PR #5421, opened 2024-11-26
refactoring of styles and ui fixes in Vyper, Solidity and themes

LianaHus:


libs/remix-ui/solidity-compiler/src/lib/compiler-container.tsx
```diff
@@ -979,32 +979,47 @@ export const CompilerContainer = (props: CompilerContainerProps) => {
...
-                  type="number"
-                  title={intl.formatMessage({ id: 'solidity.inputTitle2' })}
-                  onChange={(e) => onChangeRuns(e.target.value)}
-                  disabled={!state.optimize || state.useFileConfiguration}
-                />
+                <CustomTooltip
+                  placement="top"
+                  tooltipId="configfileOptimisationNumbeTooltip"
+                  tooltipClasses="text-nowrap"
+                  tooltipText={(state.optimize ? "Enable " : "Disable ") + "opcode-based optimizer for the generated bytecode and the Yul optimizer for the Yul code"}
```
Aniket-Engg, line 988: I think this condition should be reversed as: `state.optimize ? "Disable" : "Enable"`

as if `state.optimize` is true, it means it is already enabled and can be disabled

LianaHus: Updated. thanks

Aniket-Engg (approved):

PR #5481, opened 2024-12-10
enabled code completion by default

STetsing:
all user will be having code completion enabled by default for solidity, vyper and circom files


STetsing:
@ryestew pls take this into account for the next release by educating users in the release notes how to turn off completion

Aniket-Engg (approved):

STetsing:
@Aniket-Engg this need to be checked again, the copilot is not enabled by default

PR #267, opened 2014-09-23
Changed videos to media and added new articles

dLobatog:
I've changed Videos to Media since the page now includes some articles. Maybe "Learning material" would be more appropriate?


lzap:
+1

domcleal:
Thanks @eLobato!

PR #273, opened 2014-10-11
added centos7 specific details and further checks to tftp documentation

ghost:
I had some issues while deploying on CentOS 7, which were solved together with Michael Moll, from #theforeman irc. I would like to share those.


domcleal:
Thanks @Riptawr!

PR #284, opened 2014-11-03
Console CSS and updated hammer success story

dLobatog:
- Fixes for some Hammer docs about the success story tracker and adds commands for issues that were closed
- <pre> blocks look like a white on black terminal, a little nicer and more readable than light grey on white in my opinion


domcleal:
I don't have much preference over colour scheme, but I haven't ever found the current style hard to read.  However it's not grey on white here, it's black on grey...

PR #296, opened 2014-12-11
upgraded contributors list on the release notes

karmab:
contributors list retrieved from the autogenerated page https://github.com/theforeman/foreman/blob/develop/Contributors
and added some basic formatting


domcleal:
The list of contributors here is generated by scripts/commiters.rb and only lists people who contributed between 1.6 and 1.7, so it's meant to be this way.  The contributors list in that repo is for all of history.

karmab:
i guess i m just frustrated i m not in the history list...

domcleal:
Hmm, that's strange, you did commit in that period.

domcleal:
I wonder if I ran 1.5 to 1.6 rather than 1.6 to 1.7.  Let me try updating it...

domcleal:
There we go, sorry about that!

PR #300, opened 2014-12-22
Update manual to make persistent firewall rules with ESXi.

Dan33l:
As requested on IRC, you can find here a PR about how to make persistent firewall rules with ESXi


domcleal:
Merged, thanks @Dan33l!

PR #310, opened 2015-01-16
Changed instructions highlight in Installation Scenarios

xnaveira:
This os to avoid that the commands are formatted as a code comments


domcleal:
Thanks @xnaveira!

xnaveira:
Thank you @domcleal

PR #322, opened 2015-01-28
Changed discovery 2.0 readme since https proxy url is not supported yet

orrabin:


domcleal:
Due to http://projects.theforeman.org/issues/9089 I assume.

Thanks @orrabin!

PR #323, opened 2015-01-29
Fix link for Scientific Linux.

stefanlasiewski:


domcleal:
Thanks @stefanlasiewski!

————————

*Problem details*:
Every line of the data above should be copied exactly.

*Finished exercise*:
PR #5421, opened 2024-11-26
refactoring of styles and ui fixes in Vyper, Solidity and themes

LianaHus:


libs/remix-ui/solidity-compiler/src/lib/compiler-container.tsx
```diff
@@ -979,32 +979,47 @@ export const CompilerContainer = (props: CompilerContainerProps) => {
...
-                  type="number"
-                  title={intl.formatMessage({ id: 'solidity.inputTitle2' })}
-                  onChange={(e) => onChangeRuns(e.target.value)}
-                  disabled={!state.optimize || state.useFileConfiguration}
-                />
+                <CustomTooltip
+                  placement="top"
+                  tooltipId="configfileOptimisationNumbeTooltip"
+                  tooltipClasses="text-nowrap"
+                  tooltipText={(state.optimize ? "Enable " : "Disable ") + "opcode-based optimizer for the generated bytecode and the Yul optimizer for the Yul code"}
```
Aniket-Engg, line 988: I think this condition should be reversed as: `state.optimize ? "Disable" : "Enable"`

as if `state.optimize` is true, it means it is already enabled and can be disabled

LianaHus: Updated. thanks

Aniket-Engg (approved):

PR #5481, opened 2024-12-10
enabled code completion by default

STetsing:
all user will be having code completion enabled by default for solidity, vyper and circom files


STetsing:
@ryestew pls take this into account for the next release by educating users in the release notes how to turn off completion

Aniket-Engg (approved):

STetsing:
@Aniket-Engg this need to be checked again, the copilot is not enabled by default

PR #267, opened 2014-09-23
Changed videos to media and added new articles

dLobatog:
I've changed Videos to Media since the page now includes some articles. Maybe "Learning material" would be more appropriate?


lzap:
+1

domcleal:
Thanks @eLobato!

PR #273, opened 2014-10-11
added centos7 specific details and further checks to tftp documentation

ghost:
I had some issues while deploying on CentOS 7, which were solved together with Michael Moll, from #theforeman irc. I would like to share those.


domcleal:
Thanks @Riptawr!

PR #284, opened 2014-11-03
Console CSS and updated hammer success story

dLobatog:
- Fixes for some Hammer docs about the success story tracker and adds commands for issues that were closed
- <pre> blocks look like a white on black terminal, a little nicer and more readable than light grey on white in my opinion


domcleal:
I don't have much preference over colour scheme, but I haven't ever found the current style hard to read.  However it's not grey on white here, it's black on grey...

PR #296, opened 2014-12-11
upgraded contributors list on the release notes

karmab:
contributors list retrieved from the autogenerated page https://github.com/theforeman/foreman/blob/develop/Contributors
and added some basic formatting


domcleal:
The list of contributors here is generated by scripts/commiters.rb and only lists people who contributed between 1.6 and 1.7, so it's meant to be this way.  The contributors list in that repo is for all of history.

karmab:
i guess i m just frustrated i m not in the history list...

domcleal:
Hmm, that's strange, you did commit in that period.

domcleal:
I wonder if I ran 1.5 to 1.6 rather than 1.6 to 1.7.  Let me try updating it...

domcleal:
There we go, sorry about that!

PR #300, opened 2014-12-22
Update manual to make persistent firewall rules with ESXi.

Dan33l:
As requested on IRC, you can find here a PR about how to make persistent firewall rules with ESXi


domcleal:
Merged, thanks @Dan33l!

PR #310, opened 2015-01-16
Changed instructions highlight in Installation Scenarios

xnaveira:
This os to avoid that the commands are formatted as a code comments


domcleal:
Thanks @xnaveira!

xnaveira:
Thank you @domcleal

PR #322, opened 2015-01-28
Changed discovery 2.0 readme since https proxy url is not supported yet

orrabin:


domcleal:
Due to http://projects.theforeman.org/issues/9089 I assume.

Thanks @orrabin!

PR #323, opened 2015-01-29
Fix link for Scientific Linux.

stefanlasiewski:


domcleal:
Thanks @stefanlasiewski!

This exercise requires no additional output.